My concern was based on there being enough Vbe drop to have Q1 "on enough." What really saves it is the feedback design.
Analysis can be simplified by shorting out R3, in which case the whole thing resolves to a simple feedback design. Being at DC, we can cheat and assume that Beta is "large enough" not to worry too much about, in which case attention can be paid to R1 and Q2.

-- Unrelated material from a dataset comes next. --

PR #1636, opened 2020-01-25
Deal with missing tags/manifests in get_latest_knative_yaml_source

### LINKED ISSUE #1629: Presubmit tests on untagged release branch picks up the wrong latest release in installing its dependencies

(Vcc-R1Ic1)=Vt ln (Ic2/Is)
Eventually this falls out to the nice "clean" form of Is*exp[(Vcc-R1Ic1)/0.0258] = Ic2
Let R1 be small, and you have Ic1 having a strong contribution to the total currents into R2. Let R1 be large, and the majority of the currents into R2 are supplied from Q2. The clever part of the circuit is that the feedback drops the required base current needed by Q1, and makes the input look much higher in impedance as an input.

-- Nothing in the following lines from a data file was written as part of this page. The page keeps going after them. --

PR #1647, opened 2020-01-30
Fix how coverage tool reads git attributes

coryrc:
It doesn't work now.

### DIFF
--- a/tools/coverage/git/git.go
+++ b/tools/coverage/git/git.go
@@ -37,10 +37,9 @@ func hasGitAttr(attr string, fileName string) bool {
 	attrCmd.Wait()
 
 	cleaned := strings.TrimSpace(val.String())
-	n := len(cleaned)
-	// TODO: was only checking "true" before this; I doubt there's ever a
-	// situation where it returns "true" instead of "set"
-	return cleaned[n-4:n] == "true" || cleaned[n-3:n] == "set"
+	// TODO: Prior to this rewrite, the code was checking only for "true"
+	// `git check-attr` returns set, unset, or unspecified. Not sure where "true" comes from, but keeping it just in case.
+	return strings.HasSuffix(cleaned, "true") || strings.HasSuffix(cleaned, "set")
 }
 
 func IsCoverageSkipped(filePath string) bool {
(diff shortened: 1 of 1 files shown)


tools/coverage/git/git.go
```diff
@@ -30,27 +29,18 @@ const (
...
-	valCmd.Wait()
+	attrCmd.Wait()
 
-	//fmt.Println(strings.ToLower(strings.TrimSpace(val.String())))
-	return strings.ToLower(strings.TrimSpace(val.String())) == "true"
+	cleaned := strings.TrimSpace(val.String())
+	n := len(cleaned)
+	// TODO: was only checking "true" before this; I doubt there's ever a
+	// situation where it returns "true" instead of "set"
+	return cleaned[n-4:n] == "true" || cleaned[n-3:n] == "set"
```
adrcunha: Use `strings.HasSuffix`.

coryrc: Sweet! Thanks!

coryrc:
@adrcunha I updated the comment to:

```
	// TODO: Prior to this rewrite, the code was checking only for "true"
	// `git check-attr` returns set, unset, or unspecified. Not sure where "true" comes from, but keeping it just in case.
```

adrcunha:
/approve

I'll let @steuhs LGTM.

steuhs:
Please test the image with the change with the -dev job first

tools/coverage/git/git.go
```diff
@@ -30,27 +29,17 @@ const (
...
-	//fmt.Printf("filename=*%s*\n", fileName)
-	attrCmd := exec.Command("git", "check-attr", attr, "--", fileName)
-	valCmd := exec.Command("cut", "-d:", "-f", "3")
-
-	pr, pw := io.Pipe()
-	attrCmd.Stdout = pw
-	valCmd.Stdin = pr
 	var val bytes.Buffer
-	valCmd.Stdout = &val
+	attrCmd := exec.Command("git", "check-attr", attr, "--", fileName)
```
chizhg: It looks you can save a few lines by using `pkg/test/cmd`, like in https://github.com/knative/test-infra/blob/42c9b74cda686778f2eb215c461325bd84a8551e/tools/cleanup/cleanup.go#L94. But it's up to you.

Given the feedback in use, devices are both kept "on" but simply using the 0.7V drops is not going to be sufficient. The answers here are going to rely on the use of the currents and the device gains, of which Ic2 will depend on R1. If R1 is not a component of the total gain, something is wrong.
Edit:
I decided to run this out through lunch.My final equation is:
Vo = (Vin - 0.7) + (Bf/(Bf+1))*( (Vin-0.7)/R2 - 0.7/R1 )*R3
SPICE confirms this for values: R1=23k, R2=1.3k, R3=729 (Test 1) and R1=10k, R2=5.3k and R3=760.3 (Test 2)
The catch is, the "gain" isn't flat for Vin, but rather it is only the value at your "target" Vin set point.
In the above cases, G=1 at Vin=Vo=2 (Test 1) and Vin=Vo=6 (test 2).
For a gain of 2, at 2.0Vin, R1=10k, R2=5.3k, R3=15.559k, Vo=3.983V so the equation checks out.